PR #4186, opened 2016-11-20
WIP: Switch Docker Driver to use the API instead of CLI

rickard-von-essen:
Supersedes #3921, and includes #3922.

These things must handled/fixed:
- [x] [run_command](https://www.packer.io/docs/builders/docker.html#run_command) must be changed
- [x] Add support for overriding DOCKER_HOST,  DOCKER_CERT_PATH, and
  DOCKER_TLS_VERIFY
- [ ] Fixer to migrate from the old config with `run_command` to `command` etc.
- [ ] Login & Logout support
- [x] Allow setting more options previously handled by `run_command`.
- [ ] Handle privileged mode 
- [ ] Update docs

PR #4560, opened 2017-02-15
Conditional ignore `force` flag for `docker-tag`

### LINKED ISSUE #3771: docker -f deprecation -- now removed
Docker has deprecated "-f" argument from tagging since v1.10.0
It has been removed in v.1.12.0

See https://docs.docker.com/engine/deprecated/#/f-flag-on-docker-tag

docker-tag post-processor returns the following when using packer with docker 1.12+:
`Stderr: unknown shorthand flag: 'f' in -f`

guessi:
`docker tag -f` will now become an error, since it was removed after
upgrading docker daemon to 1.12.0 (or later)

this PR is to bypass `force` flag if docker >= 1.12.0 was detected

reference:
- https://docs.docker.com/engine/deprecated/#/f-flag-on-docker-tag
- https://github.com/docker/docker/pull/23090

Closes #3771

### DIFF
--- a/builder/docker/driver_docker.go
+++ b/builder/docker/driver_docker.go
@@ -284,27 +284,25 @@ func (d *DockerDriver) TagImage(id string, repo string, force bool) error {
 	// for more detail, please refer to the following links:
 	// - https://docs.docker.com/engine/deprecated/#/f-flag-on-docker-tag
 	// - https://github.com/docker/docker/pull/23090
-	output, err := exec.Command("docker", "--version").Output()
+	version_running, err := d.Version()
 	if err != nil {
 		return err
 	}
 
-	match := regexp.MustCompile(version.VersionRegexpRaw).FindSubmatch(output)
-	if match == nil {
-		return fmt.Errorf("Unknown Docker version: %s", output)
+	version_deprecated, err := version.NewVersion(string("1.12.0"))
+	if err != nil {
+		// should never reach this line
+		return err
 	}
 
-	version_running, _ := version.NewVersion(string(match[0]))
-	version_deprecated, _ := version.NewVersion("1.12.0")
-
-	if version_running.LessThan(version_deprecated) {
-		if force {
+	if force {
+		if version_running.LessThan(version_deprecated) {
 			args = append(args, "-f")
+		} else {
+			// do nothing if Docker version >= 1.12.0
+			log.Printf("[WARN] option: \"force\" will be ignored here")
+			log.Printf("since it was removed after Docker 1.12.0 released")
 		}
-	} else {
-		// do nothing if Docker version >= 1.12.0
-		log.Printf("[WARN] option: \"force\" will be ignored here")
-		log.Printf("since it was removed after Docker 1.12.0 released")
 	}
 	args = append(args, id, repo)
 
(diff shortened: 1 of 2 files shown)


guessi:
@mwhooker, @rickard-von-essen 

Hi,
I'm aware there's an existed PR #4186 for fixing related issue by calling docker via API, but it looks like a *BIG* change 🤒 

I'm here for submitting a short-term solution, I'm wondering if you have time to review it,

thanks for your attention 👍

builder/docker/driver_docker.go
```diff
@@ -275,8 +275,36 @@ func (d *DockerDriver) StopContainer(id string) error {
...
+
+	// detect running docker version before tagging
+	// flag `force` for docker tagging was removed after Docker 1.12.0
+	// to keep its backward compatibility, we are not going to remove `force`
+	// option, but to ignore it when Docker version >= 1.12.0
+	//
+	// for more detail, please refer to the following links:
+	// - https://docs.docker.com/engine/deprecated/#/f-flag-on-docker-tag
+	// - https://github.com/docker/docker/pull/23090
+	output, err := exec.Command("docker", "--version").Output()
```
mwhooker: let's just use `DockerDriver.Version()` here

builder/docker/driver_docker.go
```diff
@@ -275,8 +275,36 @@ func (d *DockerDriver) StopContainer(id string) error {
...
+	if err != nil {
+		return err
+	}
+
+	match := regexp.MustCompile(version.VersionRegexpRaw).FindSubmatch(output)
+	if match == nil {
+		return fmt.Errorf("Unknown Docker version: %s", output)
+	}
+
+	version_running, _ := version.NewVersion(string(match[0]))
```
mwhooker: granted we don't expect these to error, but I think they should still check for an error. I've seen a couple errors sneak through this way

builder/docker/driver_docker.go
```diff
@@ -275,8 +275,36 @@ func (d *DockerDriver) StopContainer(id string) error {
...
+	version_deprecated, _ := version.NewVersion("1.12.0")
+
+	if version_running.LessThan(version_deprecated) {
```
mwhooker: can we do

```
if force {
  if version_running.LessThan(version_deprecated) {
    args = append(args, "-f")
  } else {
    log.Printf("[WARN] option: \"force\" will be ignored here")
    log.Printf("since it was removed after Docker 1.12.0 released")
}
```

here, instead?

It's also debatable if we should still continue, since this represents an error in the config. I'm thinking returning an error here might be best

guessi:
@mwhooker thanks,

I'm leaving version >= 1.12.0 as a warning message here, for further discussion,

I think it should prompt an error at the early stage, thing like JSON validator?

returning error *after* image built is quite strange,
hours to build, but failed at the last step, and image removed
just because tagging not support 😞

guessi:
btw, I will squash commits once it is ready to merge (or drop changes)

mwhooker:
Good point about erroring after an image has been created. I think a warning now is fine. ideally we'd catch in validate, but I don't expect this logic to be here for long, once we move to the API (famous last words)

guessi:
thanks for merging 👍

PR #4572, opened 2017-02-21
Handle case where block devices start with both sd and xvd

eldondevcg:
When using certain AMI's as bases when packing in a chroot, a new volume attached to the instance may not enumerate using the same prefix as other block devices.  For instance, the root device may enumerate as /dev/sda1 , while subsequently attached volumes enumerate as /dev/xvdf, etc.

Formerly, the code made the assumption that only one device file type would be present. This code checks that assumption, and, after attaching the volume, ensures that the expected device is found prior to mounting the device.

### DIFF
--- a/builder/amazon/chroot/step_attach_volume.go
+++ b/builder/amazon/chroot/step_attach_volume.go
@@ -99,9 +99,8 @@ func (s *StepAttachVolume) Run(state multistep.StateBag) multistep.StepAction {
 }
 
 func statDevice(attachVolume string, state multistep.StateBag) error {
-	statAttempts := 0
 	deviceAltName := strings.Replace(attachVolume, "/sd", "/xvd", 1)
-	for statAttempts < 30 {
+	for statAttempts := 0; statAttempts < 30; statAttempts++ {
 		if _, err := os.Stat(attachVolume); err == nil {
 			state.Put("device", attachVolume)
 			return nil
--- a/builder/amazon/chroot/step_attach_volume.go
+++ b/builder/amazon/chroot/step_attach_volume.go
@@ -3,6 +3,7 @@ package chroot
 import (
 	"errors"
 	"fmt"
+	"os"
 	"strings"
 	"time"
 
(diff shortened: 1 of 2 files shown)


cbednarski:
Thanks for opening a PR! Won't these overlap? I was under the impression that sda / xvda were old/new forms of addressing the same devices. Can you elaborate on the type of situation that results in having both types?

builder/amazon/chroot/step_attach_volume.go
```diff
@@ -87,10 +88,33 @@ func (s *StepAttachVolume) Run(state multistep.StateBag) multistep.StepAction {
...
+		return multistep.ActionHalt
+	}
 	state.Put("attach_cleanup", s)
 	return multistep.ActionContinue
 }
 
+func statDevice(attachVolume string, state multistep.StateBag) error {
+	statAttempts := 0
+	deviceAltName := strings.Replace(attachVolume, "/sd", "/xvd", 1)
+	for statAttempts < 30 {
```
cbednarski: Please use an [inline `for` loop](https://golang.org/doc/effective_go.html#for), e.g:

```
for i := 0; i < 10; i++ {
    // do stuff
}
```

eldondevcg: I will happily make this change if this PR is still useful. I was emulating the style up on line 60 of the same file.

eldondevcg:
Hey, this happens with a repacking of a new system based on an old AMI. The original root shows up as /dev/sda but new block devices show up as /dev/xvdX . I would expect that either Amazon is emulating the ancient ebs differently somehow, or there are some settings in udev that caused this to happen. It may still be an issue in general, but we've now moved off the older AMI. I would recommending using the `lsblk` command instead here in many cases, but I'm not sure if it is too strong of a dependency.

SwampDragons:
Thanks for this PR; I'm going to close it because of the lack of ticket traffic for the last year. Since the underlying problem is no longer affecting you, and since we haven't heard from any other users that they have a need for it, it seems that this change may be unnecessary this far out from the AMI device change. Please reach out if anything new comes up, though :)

--------------------------------

> WHAT IS EXPECTED:
Filter the data for the string "engine". Copy each matching line.

> OUTPUT FOR THIS EXERCISE:
See https://docs.docker.com/engine/deprecated/#/f-flag-on-docker-tag
- https://docs.docker.com/engine/deprecated/#/f-flag-on-docker-tag
 	// - https://docs.docker.com/engine/deprecated/#/f-flag-on-docker-tag
+	// - https://docs.docker.com/engine/deprecated/#/f-flag-on-docker-tag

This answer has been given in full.